To unearth the meaning of the addition “According to the methods of natural science” on the title page of “The Philosophy of Freedom” would require extensive deliberations.[2] It concerns the way judgements are formed, thus ascertaining the truth. The complete epistemological basic work of Rudolf Steiner is devoted to this difficult problem. Here only this much can be said about it, that this addition states that the connection of concepts with the observed percepts in the formation of judgments may not proceed on the basis of presuppositions, may thus not lead to hypotheses. Instead, the formation of representations or mental images that is expressed in the formation of judgments would have to be determined only by that which in each case is perceived.
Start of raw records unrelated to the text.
PR #3467, opened 2022-04-27
gc: note on cleaning data in the shared cache / remote case

### LINKED ISSUE #3464: how: mention how to `gc` in share-a-dvc-cache
See https://dvc.org/doc/user-guide/how-to/share-a-dvc-cache

Running `gc` with shared cache setup can be dangerous (i.e. https://github.com/iterative/dvc/issues/7610)

We should mention the appropriate options (i.e. https://github.com/iterative/dvc/issues/7610#issuecomment-1104832471)

shcheklein:
Closes #3464 


daavoo (commented):
Added a reference to this content in the user guide.

TBH I'm not sure whether the whole section belongs to the user guide more than in the command reference

shcheklein:
ping @jorgeorpinel @iesahin :)

content/docs/command-reference/gc.md
```diff
@@ -44,8 +44,29 @@ If the `--cloud` (`-c`) flag is used, this command deletes unused data from the
...
+Cloud deletion is irreversible unless there is another DVC remote or a manual
+backup with the same data.
+
+</admon>
+
+### Cleaning shared cache or shared remote
+
+If a single remote or a single [cache is shared] among different projects and
+those projects have overlapped DVC-tracked files, removing files via `gc` in one
+project may break some links in another project.
```
jorgeorpinel, line 58:
```suggestion
### Cleaning shared cache (or remote)

If a [cache is shared] among different projects that
track some of the same files, using `dvc gc` in one
project will break those overlapping data links in the other projects.
```

I'm removing "remote" because we don't really mention combining this with the `-r` option, which would further complicate the explanation. Hopefully people can infer this from the title.

content/docs/command-reference/gc.md
```diff
@@ -44,8 +44,29 @@ If the `--cloud` (`-c`) flag is used, this command deletes unused data from the
...
+
+To keep overlapping files `dvc gc` has a flag `--projects` (`-p`) that takes
+multiple path to DVC projects. DVC _keeps_ data referenced in those projects.
+Make sure that all the commits (including branches) that are referencing any
+files to be preserved have been pulled before running this command.
```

The formation of representations may therefore not proceed from the judging subject but only from the perceived object – it would therefore have to be the result of a judgmental experiment, the decision of which is not made by the “judge”, but by the percept in the form of the acceptance, i.e. the individualization of the concept offered to it..
Note: Still to be translated in this second chapter is section 6.
[1] See H. Witzenmann, “Intuition and Observation” in the work with the same title. Spicker Books, Ca. 1986 (out of print). A partial translation of “Intuition und Beobachtung” (Part I) and other essays by H. Witzenmann.
[2] See H. Witzenmann “Ein Weg zur Wirklichkeit – Bemerkungen zum Wahrheitsproblem“, in „Intuition und Beobachtung“, Part II, Stuttgart 1978.